Хьюз: Да. Но вы же хотите, чтобы они знали, что у нас свобода прессы?
Кон: Нет. Стихи не для того нужны, чтобы демонстрировать наличие у нас свободы прессы.
Глава 10Бартоны Финки переезжают в Голливуд. – Восстание бобров. – Стачка и судебная расправа как изящное искусство
Нью-йоркский еврей Бартон Финк, красный драматург, фрустрированная Алиса мужского пола в бреду голливудского Зазеркалья – где сам Дьявол отрезает голову сценаристу-алкоголику, подозрительно похожему на Фолкнера, – не сюрреалистический фантом братьев Коэн, а исторически-конкретный типаж. Против реальности Коэны погрешили лишь в одном: реальные Финки, в отличие от экранного неврастеника, чувствовали себя в Голливуде превосходно.

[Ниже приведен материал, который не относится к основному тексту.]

PR #2783, opened 2026-09-15
docs(adr): define pack schema readiness at startup

ohdearquant:
Defines a dated ADR-017 amendment requiring single- and multi-backend startup to refuse boot with the owning pack's name when its schema plan fails. Read-only startup remains writer-free, validates declared columns through a reader, and refuses boot on missing or incompatible columns with the owning pack and affected `table.column` pairs.

The amendment defines missing tables/columns and the full compatibility predicate: a nullable column with the declaration's SQL type, no default, no primary key, and no hidden/generated value. Existing ADR text remains intact; the amendment is **Accepted**.

Related: #2768. Implementation: #2782.

Validation: the definitions match the schema validator. Normal documentation commit hooks passed, including ADR references, Markdown formatting, and secret checks. Rust hooks correctly skipped because this change touches only ADR-017.


ohdearquant:
The form is right: a dated section appended, status Proposed, the accepted body left alone, and both the issue and the implementing pull request cited so a reader can follow it in either direction. That is what was missing when these four sentences were an in-place edit.

One substantive question, and it is the kind that is cheap to settle now and expensive after two readers have each assumed a different answer.

The amendment states two refusals that do not obviously have the same blast radius:

> Both single- and multi-backend hosts refuse boot with the owning pack's name when its plan fails.

> Read-only startup ... refuses missing or incompatible columns before exposing handlers.

The first is unambiguous: the host does not come up. The second says "before exposing handlers" without saying whose. #2782's own description says it "validates required columns on read-only backends before exposing **affected verbs**", which is a partial refusal — the offending pack's surface is withheld and the rest of the host serves. Those are different contracts. A reader deciding whether a read-only deployment with one pack's columns missing is a degraded host or a dead one cannot get that from this text, and it is the question an operator will actually ask.

Worth pinning in the same sentence, since it is the other term a later reader will have to guess at: what makes a column *incompatible* as opposed to missing. Declared type, nullability, both, something narrower. The missing case is self-evident and the incompatible case is the one that will be implemented from whatever the first implementer assumed.

Neither point is an objection to the decision. If the intent is partial refusal, saying "the affected pack's verbs" rather than "handlers" is a one-word repair and makes the amendment agree with its own implementation.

Продюсеры, в сердцах обзывавшие коммунистами беспартийных сценаристов, словно предвидели близкое будущее. В 1936–1947 годах в рядах компартии побывало от восьмидесяти до двухсот сценаристов (самые дотошные исследователи говорят о 145). Поскольку в Голливуде тогда работали около полутора тысяч сценаристов, цифра слишком мала, чтобы говорить о красной гильдии. Если же принять во внимание, что общая численность голливудских коммунистов не превышала триста человек, радикализм писательского цеха действительно изумителен. Но изумительны и немыслимая в любой другой капиталистической монополии «свобода совести», которой пользовались коммунисты, и шизофреническое поведение продюсеров. Проклиная понаехавших комми, они неустанно выписывали все новых и новых патентованных красных.
Взять хотя бы Герберта Бибермана, которого пригласила Columbia в 1934-м. О его недавнем вступлении в партию продюсеры вряд ли были осведомлены. Но о том, что еще в 1930-м New York Times окрестила его «советником театра „Гильдия“ по вопросам революционного театра», не знать не могли. Голливуд – он что, срочно подыскивал «штатного комми» вместо Лоусона, от которого только что избавился?
Через пятнадцать лет Биберман с Лоусоном встретятся в тюрьме.
Биберман, выпускник Йеля, сын предпринимателя-текстильщика, еще в 1927-м побывал с братом-живописцем Эдвардом в Москве. Потрясенный спектаклями по пьесе «Рычи, Китай!» (ТИМ) и «Константин Терёхин (Ржавчина)» (театр МГСПС, ныне – театр имени Моссовета), он поклялся показать их Америке.